Thanks, what's the present tense for لابد laabudda (in Arabic and Latin letters, please)? I saw it spelled separately and together.

Do you know the answer to this question I asked before:
_Is adjective لازم considered too colloquial and not used in MSA, like Egyptian or Levantine? 
_


----------



## xebonyx

Anatoli said:


> Are these verbs used in the same sense?
> لابد laabudda (present tense???)
> يتحتم taHáttam (يتحتم  yataHáttam)
> لزم lazama (يلزم yálzam)
> This expression?
> علي أن `alayya 'anna (can't use 3 for 3ayn (ع), the number goes the other way)



Yes, these are all used as a general must. But there are a few distinctions between them and the way I understand it (there may be more and feel free to correct or add to):

يجب - must, should

لا بد - must in the sense of "surely", "there is no other possibility" ie:

!لا بد أنك تمزح
You must be kidding! 

لا بد أنه كان يحاول القول لنا شيئا
He must have been trying to tell us something.

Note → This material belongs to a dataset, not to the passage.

PR #59, opened 2020-06-20
Fast caching for biome layer sampling

Gegy:
This implements a much faster cache implementation for biome layer sampling. The default one is hugely flawed in being totally wrapped in a `synchronized` block, as well as maintaining its size by removing entries one-by-one from a linked list.

This implementation alternatively works on a fixed-size "lossy" cache which evicts old entries simply by overriding them. This hugely reduces the complexity of caching, creating a substantial improvement in sampling cost. This is especially relevant for stronghold generation, which takes a huge sample area to find a spawn location. It should generally improve the performance of chunk generation too, though.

لزم - must: necessity, requirement. ie. these terms must be followed in order to qualify for something.

يتحتم - must: inevitable.

إليك وصلة تحتوي على قائمة هذه العبارات
http://arabic.desert-sky.net/g_modals.html


----------



## Anatoli

Wow, thanks!


----------



## aurelien.demarest

Hi guys,

I've searched into the forum but didn't find how to say "have to" in Arabic.
In my case I'd like to prepare a conclusion of a story (like a morale). 
Could you help please?

From that story we learned that *we have to* be careful and *we have* to be distrustful.
من هذه الحكاية تكلمنا لان ... حَذِر و ... مُرْتَاب.

From that story we learned that *we have to* be intelligent and *we don't have* to be naive.
من هذه الحكاية تكلمنا لان  ... ذكي و ... ساذج.

Thanks,
Aurélien


----------



## إسكندراني

There is no verb 'to have to'. It is expressed in other ways
علينا it is upon us
يجب/لزم علينا it is incumbent upon us
وجب/لزم it is incumbent [to...]


----------



## aurelien.demarest

Could you give an simple example please?


----------



## إسكندراني

> From that story we learned that *we have to* be intelligent and *we must not *be naive.

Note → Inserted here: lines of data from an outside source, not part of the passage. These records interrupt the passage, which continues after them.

PR #61, opened 2020-06-25
new: faster implementation of ScaleLayer

jaskarth:
This PR replaces ScaleLayer's sample method with a faster one that avoid sampling the surrounding biomes unless it is absolutely necessary, as ScaleLayer is the most used layer in the vanilla layer stack. This optimization is not that big when it comes to world generation, but it does have a noticeable impact when the locatebiome command is used. It also optimizes `x >> 1 << 1` into `x & ~1` for a bit smarter bitwise operation. There are no worldgen differences with this enabled.

Thanks to @gegy1000 and @Kroppeb for writing this :D


Kroppeb:
It's `~1` which is `-2` and not `-1`

jaskarth:
yeah sorry, typo 😅

jellysquid3 (approved):
LGTM. Do you have any numbers for performance that you could share?

jaskarth:
Yeah. Unfortunately this isn't a super big performance improvement but when testing with a profiler (with `-XX:+UnlockDiagnosticVMOptions -XX:+DebugNonSafepoints` enabled to avoid some of the safepoint bias) and the amount of profiler samples in `ScaleLayer#sample` decreased from 48 to 38 (26% improvement). It's not a massive speed boost but it should increase the performance of the biome generator overall.

jellysquid3 (approved):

من هذه القصة تعلمنا أن علينا أن نكون أذكياء وأن نتجنب السذاجة
I have to come home.
لازم أعود إلى البيت


----------



## aurelien.demarest

Thank you very much إسكندراني however unless I am mistaken the part saying وأن نتجنب السذاجة is not exactly what I wrote "*we must not be naive*".
Isn't that part mean "we must avoid the naive" rather than to say "we must avoid to be naive" which has a high different meaning?
I am not sure so I'd rather asking...

Aurélien


----------



## إسكندراني

علينا أن ... وأن... إلخ
And I'm giving gisted translations; 'we must not be naive' علينا ألا نكون سذج  is better translated 'we must avoid being naive' علينا أن نتجنب السذاجة.


----------



## Rmacaw

aurelien.demarest said:


> Isn't that part mean "we must avoid the naive" rather than to say "we must avoid to be naive" which has a high different meaning?

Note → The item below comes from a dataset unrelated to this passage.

PR #63, opened 2020-06-27
Optimize the nether biome generator

jaskarth:
This PR optimizes the nether biome generator by removing the stream based code used to evaluate the biome at a position with regular collections. This optimization is most apparent when calling /locatebiome or getting every biome in a large area. In my test code to evaluate every biome in a 4096x4096 area, the optimization resulted in a 25% speed increase (from 32 seconds to 24 seconds). This PR doesn't change the generation of nether biomes at all.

I think السذاجة means 'naivete' not 'the naive (ones)', so I think Iskandrani's sentence has the meaning you want - "we must avoid naivete / we must avoid being naive"


----------



## cherine

إسكندراني said:


> I have to come home.
> لازم أعود إلى البيت


I believe this use of laazem is colloquial, it's not used like this in MSA.


aurelien.demarest said:


> I've searched into the forum but didn't find how to say "have to" in Arabic.


Bonjour Aurélien,

I suggest you try the advance search, and look up "have to" in "titles only". Here's a couple of previous threads about this topic:
- I have to
- You don't have to do anything
- Had to but shouldn't have
- Will have to


----------



## aurelien.demarest

Thanks Cherine for the tips!!!

Aurélien


----------



## AdamBaha

I know that in the dialects you say must by using لازم. e.g. لازم يروح البنك You must go to the bank. What about in formal Arabic? Do you use يجب? Is there any other way of saying it?


----------



## fenakhay

In Morocco :

خاص = khaaSS (khaaSSni namshi - I must go)
لازم = laazim (laazimni namshi - I must go)
ضروري ما = Daruuri ma (Daruuri ma namshi - I must go)
على = 3la (3liyya namshi - I must go)


----------



## Hemza

fenakhay said:


> In Morocco :
> 
> خاص = khaaSS (khaaSSni namshi - I must go)
> لازم = laazim (laazimni namshi - I must go)
> ضروري ما = Daruuri ma (Daruuri ma namshi - I must go)
> على = 3la (3liyya namshi - I must go)


لا بد مني نمشي in the South .


----------



## fenakhay

That's also used in the rest of Morocco: لا بد ما نمشي (la budda ma namshi). There are many ways to say it.


----------



## Ali Smith

I believe the word _must _is used in two different senses in English: the epistemic sense and the deontic sense. For example, compare the following:

He must be here. (said in response to someone who asked you where Bob was)
He must be here. (said when someone asked if Bob was required to be at the office today)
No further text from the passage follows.